La CTU non è sufficiente a fondare un credito restitutorio del correntista

Conto corrente bancario – Valenza probatoria della Consulenza Tecnica d’ufficio – Prova del credito – Il Tribunale di Roma, con una Sentenza del 29 agosto 2020, si è pronunciato sulla valenza probatoria della CTU nell’ambito del rapporto di conto corrente bancario.

La problematica affrontata era relativa alla possibilità di riconoscere il credito restitutorio del correntista che la CTU avesse accertato nell’ambito delle operazioni peritali.

Conto corrente bancario e consulenza tecnica – La vicenda

La Soc. x proponeva opposizione avverso il decreto ingiuntivo attraverso il quale le veniva ingiunto di pagare la somma di Euro 117.793,03, oltre interessi e spese, quale sommatoria dello scoperto sul conto corrente.

La Banca, dal canto suo, produceva i contratti e gli estratti di conto corrente.

Tutte le condizioni contrattuali, nonché gli scalari di conto corrente, venivano valutati dal CTU il quale, da un lato, riteneva le suddette condizioni contrattuali conformi alla normativa di riferimento e, dall’altro, ricostruendo i rapporti di dare e avere intercorsi tra le parti, applicava la regola del c.d. “saldo 0” riscontrando un credito a favore della Soc. x.
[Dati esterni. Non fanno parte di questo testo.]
PR #129, opened 2019-02-26
swagger.json: update /fleet/unassigned_driving_segments args

zkohl:
Update to swagger docs for /fleet/unassigned_driving_segments to add filterType. Currently only filtering on createdAtMs is supported, but in the future we can add support for querying on logMs.

Renames createdAtStartMs to startMs and createdAtEndMs to endMs so the args can make sense for filterying by logMs in the future.

Also removes Default tag.

### DIFF
--- a/swagger.json
+++ b/swagger.json
@@ -1417,7 +1417,7 @@
         "/fleet/unassigned_driving_segments": {
             "get": {
                 "tags": [
-                    "Fleet", "Default"
+                    "Fleet"
                 ],
                 "summary": "/fleet/unassigned_driving_segments",
                 "description": "Get the unassigned driving segments for a specified range.",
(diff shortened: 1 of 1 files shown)


swagger.json
```diff
@@ -1427,20 +1427,27 @@
...
+                        "description": "End of the filter time range, specified in milliseconds UNIX time.",
                         "type": "integer",
                         "format": "int64"
+                    },
+                    {
+                        "name": "filterType",
+                        "in": "query",
+                        "required": true,
+                        "description": "Determines the property that the startMs/endMs time range filter applies to. Currently only 'createdAtMs' is supported",
+                        "type": "string"
```
dsharrison: Can we make this an enum to be clear that we only support a single value right now?

zkohl: sure, fixed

La Soc. x richiedeva pertanto il pagamento del credito risultante dalla Consulenza Tecnica d’Ufficio.

Le statuizioni del Tribunale

Il Tribunale di Roma rigettava la domanda della Soc. x, analizzando il rapporto tra conto corrente bancario e consulenza tecnica, in ragione della ritenuta mancata allegazione documentale idonea a provare l’effettiva esistenza del credito.

La valenza probatoria della Consulenza Tecnica d’Ufficio non vale a sollevare la parte dai propri oneri probatori

Secondo il Tribunale “l’attrice in senso riconvenzionale infatti, essendo onerata ai sensi dell’articolo 2697 c.c. della prova positiva dei fatti allegati a sostegno della domanda, non può giovarsi ai fini restitutori della contabilizzazione dei rapporti di dare avere tra le parti fondati sul cosiddetto “saldo a 0”, ma rimane onerata della produzione documentale dell’integrale documentazione contabile funzionale alla dimostrazione che all’esito dei complessivi rapporti di dare avere tra le parti la stessa detiene effettivamente un credito restitutorio nei confronti della banca”.

Il Giudice proseguiva, poi, affermando che “il “saldo a 0” difatti è un’operazione contabile fittizia che esclude da ogni eventuale credito vantato dalla banca ogni movimento contabile di cui la banca non riesca a dare la prova antecedentemente ad una data”, e che, conseguentemente, “può anche dar luogo a dei cosiddetti “falsi positivi”, risultati matematici che evidenziano l’insussistenza di debiti a favore della banca”.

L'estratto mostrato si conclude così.